そこで彼らは、とてつもない巨体であることも顧みず、ずんぐりとした七つの突起6を振り立てつつ、扉にあった小さな割れ目をくぐり抜けて飛び出し、その場を立ち去ったのだった。

- 生物の、死へと至る道というものは決して目には見えない道である。視覚は、死を捉えることが出来ない - それは素晴らしい出口であり、素晴らしい出発の地である。そら、そこの扉の、視覚から隠される小さな割れ目をくぐり抜け、次から次へとカラヴァンが通り過ぎて行く。割れ目は、探そうとして見つかるものではない。数えきれぬほどのカラヴァンが、行列をなして通り過ぎるのにも関わらず、それは決して見ることが出来ないのだ。

 

『耳の遠い男』は、期待や願望の象徴である。私達は日々、他人の訃報を耳にする。だが彼にとり、自分の死は例外となる。自分の死については耳に入ることもなく、自分も必ず死ぬ時が来るのだ、ということには、全く注意を払うことがない。

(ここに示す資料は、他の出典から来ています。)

Issue #4039, opened 2017-09-13
Re-adding an object to a collection doesn't seem to work


crowston:
## Expected behavior
An object added and then deleted from a collection can be added back to the collection. 
## Current behavior
_Please include any error messages from the browser console and/or screenshots_
Error message: "There are no subjects to add or subjects are already added to My collection."
## Steps to replicate
Add an object to a collection from its talk page. Delete it from the collection (in another page). Add it back again. (In Gravity Spy).

## Additional information

- **Operating system:**
Mac OS X
- **Browser:**
Firefox.

srallen:
Likely race condition, cache, or state that is out of sync.

eatyourgreens:
I think this was fixed by #4250.

PR #4250, opened 2017-12-29
Allow Subject to Be Added to Empty Collection

### LINKED ISSUE #4070: Empty collection can't add new subjects
## Expected behavior
Empty collections should be able to have new subjects added.

## Current behavior
Error with a spinning wheel on add modal
`Uncaught TypeError: Cannot read property 'includes' of undefined` in zooniverse.org console.

image

## Steps to replicate
1. create a new collection by collecting an image.
2. remove that image from the collection (note this doesn't update the default image src by the way, it probably should if there is only 1 subject in the collection). 
3. find another subject to collect (reload the page) and attempt to add that subject to the now empty collection.

wgranger:
Staging branch URL: https://fix-4070.pfe-preview.zooniverse.org/

Fixes #4070  .

Describe your changes.
The linked issue concerns the inability to add a subject to an empty collections set. This branch solves the issue, however, there seems to also be a caching issue affecting how the collections page is updated. This seemed to be a bigger issue (which I saved for another PR), but I can look into it more with this PR if desired. 

The additional bug mentioned above appears to have already been documented as #4039.

# Required Manual Testing

# Review Checklist

- [x] Does it work on mobile?

# Optional

### DIFF
--- a/app/collections/collections-manager.spec.js
+++ b/app/collections/collections-manager.spec.js
@@ -2,18 +2,35 @@ import React from 'react';
 import assert from 'assert';
 import { shallow } from 'enzyme';
 import sinon from 'sinon';
+import apiClient from 'panoptes-client/lib/api-client';
 import CollectionsManager from './collections-manager';
 
 const project = {
   id: '342'
 };
 
+const selectedCollection = [{
+  collection: apiClient.type('collections').create({
+    display_name: 'test collection',
+    description: '',
+    private: false,
+    links: { project: '1234' }
+  })
+}];
+
+const subjectIDs = ['1234'];
+
+const searchNode = {
+  getSelected() { return selectedCollection; }
+};
+
 describe('<CollectionsManager />', function() {
   let wrapper;
   let addToCollectionsSpy;
   before(function() {
-    addToCollectionsSpy = sinon.stub(CollectionsManager.prototype, 'addToCollections');
-    wrapper = shallow(<CollectionsManager project={project} />);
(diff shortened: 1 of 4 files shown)


eatyourgreens:
Looks good to me, but you should also write a test that catches the bug (and passes with this fix.)

wgranger:
Thanks for the suggestion. I used the approach in the email.spec to mock resources from the apiClient. I feel like I have a good handle on spies vs. stubs after the recent commit.

app/collections/collections-manager.spec.js
```diff
@@ -47,4 +64,9 @@ describe('<CollectionsManager />', function() {
     addButton.simulate('click');
     sinon.assert.calledOnce(addToCollectionsSpy);
   });
+
+  it('can add a subject to an empty collection', function() {
+    const addButton = wrapper.find('.search-button');
+    addButton.simulate('click');
```
mcbouslog: missing assert

eatyourgreens: I think this is missing `sinon.assert.calledTwice(addToCollectionsSpy);` (called twice because the previous test already called the spy once.)

eatyourgreens: Also, this test is just repeating the previous test without any changes.

wgranger:
My bad. I failed to adjust that test after figuring out spy/subs. I adjusted it again to detect a subject was added, but it is still somewhat similar to the test before (testing after a button click), so I'm happy to adjust it again if needed.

『目の見えぬ男』は、貪欲の象徴である。他人の犯した過誤については、髪の毛一筋も見逃さず、通りという通りを大声で言いふらしてまわる。しかし他人のあら捜しにかけては人一倍も目ざとい者が、自分の過誤についてはとたんに見えなくなり、塵ひとつ分さえも認めようとはしない。

『丸裸の男』は、自分の衣の裾を切り取られるのではないかと不安がっている。丸裸の男から、誰がどのように衣の裾を切り取ることなど出来るだろうか?彼は俗物の象徴である。自信過剰で臆病で、貧しく不自由。所有するものなど何ひとつ無いのに、それでも泥棒に対する恐怖だけは持っている。裸足のままでやって来て、丸裸のままで去って行く。その間じゅう、彼の心は泥棒への恐怖に苦しみ血を流し続けるのである。

 


*1 3巻2600行目より。サバアとは、聖書におけるシバにあたる。

*2 サバアの人々の物語 - 習慣に対する頑迷なまでの執着や、恩恵を享受する生活を送りながらも恩恵に対する感謝を忘れ、それゆえに訪れる破滅 - については、この小話に先じて3巻282行から語られている。『saba(サバア)』はのどかなそよ風、『waba(ワバア)』は感染性の悪疫の意。

*3 これは『子供達のおはなし』である。『都』とは、大宇宙(マクロコスモス)に繋がる小宇宙(ミクロコスモス)である人間の性質を象徴している。

*4 コーランの章句を参照。コーラン27章18節:「・・・一匹の蟻が言った、『蟻どもよ、ソロモンとその軍勢が、不注意にも諸君を踏み殺すやもしれぬ。みな住まいの中ではいれ』」

*5 現世、世界を指す。

*6 身体の七つの部位を指す。すなわち、頭部、胸、腹、二本の腕と二本の脚の意。